Vida de Henrik Ibsen editado pela Cotovia

2006-06-16


Savinio, Alberto, Vida de Henrik Ibsen, tradução Luísa Feijó, Cotovia


Que sabemos nós do fundador da dramaturgia moderna? Quantos de nós assistiram já à representação de uma única peça que seja, escrita pelo dramaturgo mais representado de sempre (mais ainda que Shakespeare)?


Henrik Ibsen morreu em 1906. Nascido na Noruega, escrevia numa língua compreendida apenas por cerca de 4,5 milhões de pessoas. Contudo, ainda em sua vida, a obra dramática que escreveu e pôde ver nos palcos um pouco por toda a Europa, suscitou inflamadas críticas e apupos a par de elogios superlativos, provenientes de gente atenta aos avanços do mundo, como James Joyce, Rainer Marie Rilke, E.M. Forster ou Bernard Shaw, para nomear alguns. É sabido que a filha de Karl Marx aprendeu norueguês para poder ler Ibsen no original -- e este é apenas um dos episódios surpreendentes que acompanham o percurso da obra até hoje, exemplos do seu magnetismo universal. Portugal, porém, parece auto-excluído do universo: a edição (como a representação) da obra de Henrik Ibsen foi, por cá, tão diminuta quanto episódica, e é hoje praticamente inexistente.

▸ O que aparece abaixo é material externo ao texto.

PR #1221, opened 2020-05-26
Fix AutocompleteInput disabled style

thayannevls:
Add a disabled background when the `AutocompleteInput` is disabled

`yarn && yarn styleguide`
Change disabled to `true` in an AutocompleteInput example.

**Before**
Screenshot from 2020-05-26 16-07-35

**After**
Screenshot from 2020-05-26 16-24-04

#### Types of changes


jonathasbsouza:
@thayannevls what do you think of creating a section in Autocomplete docs showing that it has the same states of Input?

thayannevls:
@jonathasbsouza It would be great, I'm not sure how would be the session but we can work together to do this. But I prefer to do this in a separate PR if you agree to too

Assinalando o centenário da morte de um dos maiores escritores de todos os tempos, e tentando atenuar, na medida do possível, este verdadeiro escândalo artístico e cultural, os Livros Cotovia lançam, no início de Maio, o primeiro de 4 volumes de peças de teatro de Henrik Ibsen, traduzidas do norueguês original. Trata-se de um projecto ambicioso, que será divulgado a seu tempo. Por ora, na expectativa de aguçar o interesse pelo grande dramaturgo, os Livros Cotovia colocam no mercado «Vida de Henrik Ibsen», escrita por outro grande das letras universais, Alberto Savinio. Obra única, arranca explicando-nos por que razão a Noruega é a ‘última Grécia’ da Europa, e termina assim:


«Aos outros dei o tempo necessário, mas não mais: de tal hora até tal hora, como com uma entrevista marcada para resolver um assunto, que, uma vez resolvido, despedimo-nos porque não há mais para dizer. Mas, de ti, porque não quero separar-me? Esta tua vida, porque quero eu prolongá-la tanto quanto a minha própria?... Chegou o momento de o confessar, Henrik: nós somos semelhantes. (...)
Aqueles que lerem esta tua vida escrita por mim, dirão que da tua vida se diz pouco e se fazem muitas divagações. Porque não sabem. Não sabem que estas ‘divagações’ são, isso sim, as coisas que tu prometeste a ti mesmo dizer quando a morte te levou e que agora, finalmente, pudeste dizer por meu intermédio. Não me agradeças, Henrik: entre colegas devemos ajudar-nos. E agora adeus, Henrik: adeus, para já. Trato aqui de mais uns quantos assuntos e, depois, lá irei ter contigo. Onde quer que estejas. Mesmo no inexistente. Melhor, até, aí. Quando as pessoas se entendem, que importa inexistir?»

in Vida de Henrik Ibsen, Alberto Savinio (escritor e pintor italiano - Atenas, 1891; Roma, 1952)


Henrik Ibsen é um dos grandes do mundo perante quem a crítica pode apenas fazer fraca figura. Apreciar, escutar atentamente é a única verdadeira crítica. Mais: essa espécie de crítica que se auto-apelida ‘crítica de teatro’ é um acessório desnecessário às suas peças. Quando a arte de um dramaturgo é perfeita a crítica é supérflua.
James Joyce, 1900


E subitamente veio a hora em que a majestade de Ibsen se dignou olhar para mim pela primeira vez. Um novo poeta, de quem nos aproximaremos por muitas vias, agora que já conheço uma delas.
Rainer Maria Rilke, 1906


Com Ibsen, a história do teatro recomeça. Só isto faz dele o maior dramaturgo depois de Shakespeare e Racine.